Sorry to hear about your bad luck.
Unfornately your wife cannot be the witness or the judge will not accept her statement because she is directly related to you (I tried this before in the traffic court). 
But attend the court and if the cop show up, challege him with some questions:

- "The officer said that the another officer saw me not waering seat belt in the intercetion." - So the officer wrote you the ticket actually did not see you not wearing the seat belt? - hearandsay information?
- Ask the cop what direction was his vehicle at when he noticed you not wearing the seat belt? From the left side? right side? back? front? Try to determine he did not get a good view of you not wearing a seat belt. Is there any obstruction between his view and your position. To better prove your point, before the court date, sketch a diagram with the intersection, position of your car and travel direction.

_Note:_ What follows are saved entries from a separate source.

Issue #2149, opened 2017-08-16
Use widescreen faction logos in the lobby


speed2CZ:
http://forums.faforever.com/viewtopic.php?f=2&t=7032&start=110#p99675

PR #2151, opened 2017-08-16
replace background faction images with widescreen versions

PhilipJFryFAF:
got 4 images from Blackster aka Ninrai from http://forums.faforever.com/viewtopic.php?f=2&t=7032&start=110#p99675
need to make/get one more for random factions


CookieNoob:
fixes #2149

speed2CZ:
The best way is having that directly in the comment of the commit

PhilipJFryFAF:
ty for the info about the issue reference i'll think of it next time i make an issue
also added the random image
thanks again to ninrai for making it

PR #2152, opened 2017-08-16
change salvation to be experimental

### LINKED ISSUE #1052: Aeon Rapid Arty (Salvation) should be categorized as Experimental instead of Tech3
Aeon Rapid Arty (Salvation) should be categorized as Experimental instead of Tech3 because it costs much more than Tech3 Heavy Arty and it does damage roughly equallyvalent to other experimental arty units in other factions: Scathis and Mavor

Labels UI, bug, low

CookieNoob:
fixes #1052

### DIFF
--- a/changelog.md
+++ b/changelog.md
@@ -1,3 +1,12 @@
+Patch 3688
+============================
+### Other
+- Changed Salvation to be categorized as an experimental instead of a t3 building
+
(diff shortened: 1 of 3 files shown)


speed2CZ:
Hopefully this won't mess with AI

PR #2154, opened 2017-08-16
Remove air attack formation and decrease width by 20%

MrNukealizer:


aeoncleanse:
In time, it seems things aren't as bad as initially thought. Closing for now.

PR #2157, opened 2017-08-17
fix acu consumption not correct after overcharge

### LINKED ISSUE #717: ACU incorrectly displays mass+energy spend
Symptom: ACU economy always shows default value (or increased if it has ras upgrade)

This means it doesn't display as using mass/energy when you build something.

To reproduce:  Use acu overcharge.  This causes the bug.

CookieNoob:
the engine function GetRolloverInfo() provides the UI with values for
massRequested and massConsumed. Before overcharging, these values
usually coincide. However, after firing an overcharge, the function
returns for massRequested only 0 independently of the actual
consumption. This issue can be fixed by using massConsumed instead. (the
same applies to energy as well)

fixes #717

### DIFF
--- a/lua/ui/game/unitview.lua
+++ b/lua/ui/game/unitview.lua
@@ -86,8 +86,8 @@ end
 
 local statFuncs = {
     function(info)
-        if info.massProduced > 0 or info.massRequested > 0 then
-            return string.format('%+d', math.ceil(info.massProduced - info.massRequested)), UIUtil.UIFile('/game/unit_view_icons/mass.dds'), '00000000'
+        if info.massProduced > 0 or info.massConsumed > 0 then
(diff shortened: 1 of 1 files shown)


CookieNoob:
this doesnt fix the economy overlay, that is still incorrect. I dont know where that is handled.

MrNukealizer:
I'm fairly sure the data comes from the engine. I'll look into it, but in what situations do ACUs use mass while overcharging?

CookieNoob:
just check the acu consumption values of the acu after using an overcharge. The massRequested values are always returned as 0 from the GetRollOverInfo() function. I think the CreateEconomyEvent() function messes something up with the value since the effect of the overcharge is only temporary. But all of these functions are engine stuff...

MrNukealizer:
Why was this merged? The discussion said it doesn't actually work yet. I also have a strong feeling this will make the numbers inaccurate when stalling on mass or energy.

aeoncleanse:
It said it doesn't fix one thing, but fixes something. So I merged for testing.

PR #2158, opened 2017-08-17
Restrict console commands

CookieNoob:


MrNukealizer:
The warning should probably include what the command was to avoid confusion when it shows up in the log.

PR #2159, opened 2017-08-17
disable vision for submerged amphibious units

### LINKED ISSUE #2056: make submerge unit not able to see unit on land
this is more a balance issue.
as unit on land can't see submerge unit, would be great that submerge unit can't see unit on land.
would remove some unit shooting at other while the other one can't fight back.
that won't really change anything to ACU since theyhave omni anyway.
http://content.faforever.com/faf/vault/replay_vault/replay.php?id=6317487

CookieNoob:
fixes #2056

the vision is still enabled for acus and sacus (and other units with
omni sensors)

### DIFF
--- a/lua/sim/Unit.lua
+++ b/lua/sim/Unit.lua
@@ -2840,6 +2840,14 @@ Unit = Class(moho.unit_methods) {
         if self.LayerChangeTrigger then
             self:LayerChangeTrigger(new, old)
         end
+        
+        if new == 'Seabed' then
+            if self:GetBlueprint().Intel.OmniRadius == 0 then
+                self:DisableIntel('Vision')
+            end
+        else
+            self:EnableIntel('Vision')
+        end
     end,
 
     OnMotionHorzEventChange = function(self, new, old)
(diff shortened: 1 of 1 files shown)


lua/sim/Unit.lua
```diff
@@ -2840,6 +2840,14 @@ Unit = Class(moho.unit_methods) {
         if self.LayerChangeTrigger then
             self:LayerChangeTrigger(new, old)
         end
+        
+        if new == 'Seabed' then
+            if self:GetBlueprint().Intel.OmniRadius == 0 then
```
aeoncleanse: What if OmniRadius is nil?

CookieNoob: I logged the radius for all units that can go underwater and have no omni radius defined in the blueprint and it always came back as 0. It is working properly for all amphibious land units... so I guess this is fine.

I can change it to `not ... > 0` though

CookieNoob: this is actually a bad idea and doesnt work for some reason...

PR #2160, opened 2017-08-18
add dummy weapon to sera sniper bot

### LINKED ISSUE #1319: Sera sniper incorrect attack move behaviour
Sera snipers in sniper mode do not stop walking when attack move is used, they just continue walking towards the enemy rather than stopping when they get into range of an enemy. Attack move works correctly when they are in their default mode.

CookieNoob:
fixes #1319

the main weapon (the first one in the weapons array) is disabled when it is used in sniper mode, thus it wont stop when it gets in range. This commit adds a new weapon that does no damage but stops the unit at the correct range due to being enabled all the time.


aeoncleanse:
More than this need to be done. To work, these weapons have their range shifted dynamically depending on active weapon. See the ACUs for details in their scripts.

CookieNoob:
I'll add the necessary code in the evening

PR #2161, opened 2017-08-18
increase target check frequency of sera destro torpedo

### LINKED ISSUE #1259: sera stop firing torpedo for sometime
After an attack order, if you give an other order, it will stop shootibg torpedo for 2 sec.
The solution is too reduce checkscanradius (something like that) from 2s to 0.2s.

I will post replay (log if neccessary) later

CookieNoob:
fixes #1259

@shalkya wtf is that issue description? it took me twice as long to figure out what you mean than actually fixing it...


shalkya:
i should have said "sera destro stop firing for periods of time"; i'm sorry, i thought the description was good enough to explain the title

PR #2163, opened 2017-08-18
add dummy weapon to cybran acu for torpedo targeting

### LINKED ISSUE #1105: targetting with torpedo com bug
http://forums.faforever.com/forums/viewtopic.php?f=3&t=9699

maybe link with this : https://github.com/FAForever/fa/issues/1090

CookieNoob:
fixes #1105

also sanitize the "CoolingUpgradeRemove" part of the script of the cybran acu

# THIS REQUIRES TESTING!!

I tested it and it worked nicely, but this is a really important unit...


MrNukealizer:
This seems to change the ACU behavior slightly when overcharging. 

1. It fixes the problem of the ACU refusing to fire at a wall or the ground when auto-overcharge is enabled.
2. When the ACU is commanded to manually overcharge a wall it always fires a shot from the main cannon along with the overcharge shot, whereas the other ACUs only do that some of the time. 
3. When executing multiple queued overcharge commands on the same target, the ACU doesn't try to turn its upper body to face forward between shots, potentially reducing delay between shots.

PR #2171, opened 2017-08-19
add failsafe to Buildstate of cybran drones

### LINKED ISSUE #2167: cybran build drones dont activate idle state when target is destroyed
warning: Error running lua script from destroyed thread: IssueMoveOffFactory: Passed in an invalid target point.
         stack traceback:
         	[C]: in function `IssueGuard'
         	...\gamedata\units.nx2\units\ura0001\ura0001_script.lua(111): in function <...\gamedata\units.nx2\units\ura0001\ura0001_script.lua:103>

CookieNoob:
add additional check to the cybran drones if the assisted unit is dead
or not

potentially fixes #2167

### DIFF
--- a/units/URA0001/URA0001_script.lua
+++ b/units/URA0001/URA0001_script.lua
@@ -103,7 +103,7 @@ URA0001 = Class(CAirUnit) {
         Main = function(self)
             local focus = self.spawnedBy:GetFocusUnit()
 
-            if not focus then
+            if not focus or focus.Dead then
                 ChangeState(self, self.IdleState)
             end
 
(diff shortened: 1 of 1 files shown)


units/URA0001/URA0001_script.lua
```diff
@@ -103,7 +103,7 @@ URA0001 = Class(CAirUnit) {
         Main = function(self)
             local focus = self.spawnedBy:GetFocusUnit()
 
-            if not focus then
+            if not focus or focus.Dead then
```
aeoncleanse: please add "or focus.BeenDestroyed()" to check the engine entity too.

MrNukealizer: When a unit is destroyed it should always set Dead. I've never seen a unit that was destroyed but didn't have Dead set to true.

aeoncleanse: It happens. Things can be wiped engine side _before_ the lua is told about it. Causes issues like this sometimes.

CookieNoob: it should probably be focus:BeenDestroyed() instead of focus.BeenDestroyed()

PR #2181, opened 2017-08-19
Feature/newvet lite

aeoncleanse:
Simplified version of vetmod owing to the fact that vet on experimentals was recently changed to be weaker when a bug was fixed.

This affects only the distribution of veterancy. That is, the HP and regen rewards stay the same, but we move from a very basic xp system (T1 give 1, T2 give 3, etc) to a mass-value-based system (Units gain xp based on the _value of mass_ they have contributed _damage_ to). It's powerful, flexible, and has been tested in EQ for a good 2 years now (Alongside other changes to the rewards, again, not copied here)


shalkya:
what about you kill a transport full of unit, will this count the unit inside, or just be as it is right now ?

aeoncleanse:
Nice point. Currently it would only count the transport.

CookieNoob:
good idea to start a huge fire somewhere else to distract from the salvation change :D

PR #2970, opened 2020-01-26
Added 4 new functions to the Engine documentation.

KionX:


PhilipJFryFAF:
please add a proper description so people are able to understand what this PR is supposed to do
otherwise testing is impossible for anyone who is not a developer

engine/Sim.lua
```diff
@@ -382,6 +382,10 @@ end
 function GetCurrentCommandSource()
 end
 
+-- Return list of deposits
+function GetDepositsAroundPoint(X, Z, Radius, Type)
```
speed2CZ: what deposits? mass or energy or both?
and in what format?

KionX:
I think it's self documented PR.

engine/Sim.lua
KionX: There's nothing special about it.
Everything is standard for FAF.
I didn't even think anyone was going to check it out.

speed2CZ: It doesn't seem standard to me. FA code uses 'MASS' or 'ENERGY' as parameters when calling similar functions conserning resources. I've never seen numbers. So that is already different.

Then I would still like the know in what format are the resources returned. I figured it's gonna be a table, but the structure of this table?

That's why we bother writing the documentation down, so you can read it up instead of having to test it every time.

Exotic-Retard: yeah that is actually pretty confusing, normally you expect a text input for that sort of stuff, especially in fa code. would be good to make it clear that this function is different from the rest.

KionX: A. Maybe I was wrong. So the type is presented in the engine.
I forgot to write a decryption of this type. Thanks for reminding me.

PhilipJFryFAF:
I'll still have to insist on a proper explanation of this PR @KionX 
what is this PR supposed to fix or change?
what was the situation before that made it necessary to make this PR?
how can a user test if this PR is doing what it is supposed to do and what may be potential issues with this PR that we may have to look out for?

speed2CZ:
This isn't fixing anything. Everything inside engine folder are functions available from the game engine. Basically this: https://supcom.fandom.com/wiki/LUADOC_1.5.3599 just split into parts, so it can be documented.

This PR adds new functions that got added with the new exe. And would be nice to have them documented properly from the people who made them.

KionX:
Hopefully now functions documented properly.

shalkya:
Fyi you don't need to close and reopen the PR in order to force push your branch. The PR will update automatically.

PhilipJFryFAF:
can someone link the PR that added the functions that are documented by this change?

KionX:
> you don't need to close and reopen the PR

Github closes them under certain circumstances.

> can someone link the PR that added the functions that are documented by this change?

The link to the repo is in README.md
There you can search by names.
With PRs, everything is confusing. So I didn't specify them.

Uveso:
Please add the special case for the salem:
https://github.com/FAForever/fa/pull/2965/files#diff-d189570bd1518639caf6d140f6e9ba78R174

PR #2976, opened 2020-01-31
Fixed position autofill window when resize the gamewindow

KionX:


PhilipJFryFAF:
tested and works

in the current game patch the autofill element will get moved out of its supposed location upon resizing the window

does not happen with this PR any more

PR #2978, opened 2020-02-01
T3 mobile artilery nerf

TurinturambarFAF:
broad idea for a cyb mobile arty nerf, directed at reducing their effectiveness against (moving) units, while keeping their effectiveness vs firebases unchanged


projectiles/CIFArtilleryProton01/CIFArtilleryProton01_script.lua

When he answer your question, mark his location and try to prove that he did not have a clear view of you inside your vehicle. 
- How much time he has to see you not wearing the seat belt? 5 seconds, 1/2 second?
- Ask about his vision, does he wear contact lens? how ofter he has his vision check.

Objective is to prove to the judge that he did not clearly see you not wearing a seat belt.

Good luck


----------



## Sonal (Oct 2, 2003)

Really speaking--and I am by no means a legal expert--shouldn't the other cop have to be in court too in order to provide witness testimony? If he's not there, I wonder if you can get it thrown out based on that, as shouldn't you have the right to question the witnesses?

I'm told--at least in Ontario--it's getting a lot trickier to get things thrown out based on the cops not showing up, and that a lot of the prosecutors are former paralegals who know all the tricks. I was told this by a paralegal who handles traffic court cases... he used to have a money-back guarantee, but no longer.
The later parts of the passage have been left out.